14:01 PM, 12th August 2013
About 5 years ago

A s.21 notice is the letter requiring possession.
As long as it is valid (right expiry date, served after deposit protected and prescribed info. given to tenant) and no new tenancy explicitly created (other than SPT) since then it can be used to start court proceedings.

IMHO, serving a s.21 notice soon after tenant has moved in is not productive...

juliet bonnet

14:13 PM, 12th August 2013
About 5 years ago

Reply to the comment left by "Romain " at "12/08/2013 - 14:01":

IMHO, serving a s.21 notice soon after tenant has moved in is not productive

Thanks for prompt reply Romain, but don't understand what above sentence means...
(duh!)
Juliet

Mark Alexander

14:20 PM, 12th August 2013
About 5 years ago

Reply to the comment left by "juliet bonnet" at "12/08/2013 - 14:13":

The abbreviation IMHO = In My Humble opinion.

With regards to serving a section 21 notice at the beginning of a tenancy, please see >>> http://www.property118.com/serving-a-section-21-notice-after-tenancy-agreement-has-just-started/41878/
.

Romain Garcin

14:25 PM, 12th August 2013
About 5 years ago

Ah sorry. I was just making a slightly off topic comment that, in my opinion, there is nothing to be gained by serving a s.21 notice soon after tenant has moved in.

In any case, as mentioned, if it was valid when served and is still valid now then you can act on it without further notice or letter to the tenant.

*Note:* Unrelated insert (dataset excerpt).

PR #4724, opened 2020-06-07
Fix 4723

### LINKED ISSUE #4723: Build fail with NETWORKING OFF
Looks like the usual problem of trying to use distributed stuff when it should be disabled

Edit: OK if the problem was 'IMHO' then I'd better not use it again in my clarification!

juliet bonnet

14:42 PM, 12th August 2013
About 5 years ago

Thanks Romain,
tenant was made aware at the outset that it would only be for 6 months, as the property was becoming a student tenant property.
And the agent has taken deposits from students expecting to move in 1st september!
Fortunately they have agreed to temporary housing elsewhere, but its not an ideal long term solution for them.

Mark Alexander

14:49 PM, 12th August 2013
About 5 years ago

Reply to the comment left by "juliet bonnet" at "12/08/2013 - 14:42":

Has your letting agent applied to the Courts for a possession order?
.

juliet bonnet

14:51 PM, 12th August 2013
About 5 years ago

Reply to the comment left by "Mark Alexander" at "12/08/2013 - 14:49":

Not yet Mark

Mark Alexander

14:55 PM, 12th August 2013
About 5 years ago

Reply to the comment left by "juliet bonnet" at "12/08/2013 - 14:51":

Why not?
.

Steve Masters

17:30 PM, 12th August 2013
About 5 years ago

Reply to the comment left by "Romain " at "12/08/2013 - 14:01":

....and no new tenancy explicitly created (other than SPT)....

Am I right in thinking that if you collect rent in ADVANCE after the expiry of the s21 then you are in effect agreeing to a new SPT being created which then negates the s21. The correct procedure should be to collect rent in ARREARS after the expiry of the s21.

Romain Garcin

18:32 PM, 12th August 2013
About 5 years ago

Reply to the comment left by "Steve Masters" at "12/08/2013 - 17:30":

A s.21 notice has no effect on the tenancy, so rent continues to be due without any change after the expiry of the notice.

You might be thinking of mesne profits in case the tenant doesn't vacate after the end of the tenancy. With A(S)T this scenario can only occur if the tenant doesn't vacate after the expiry of his own notice to quit, though.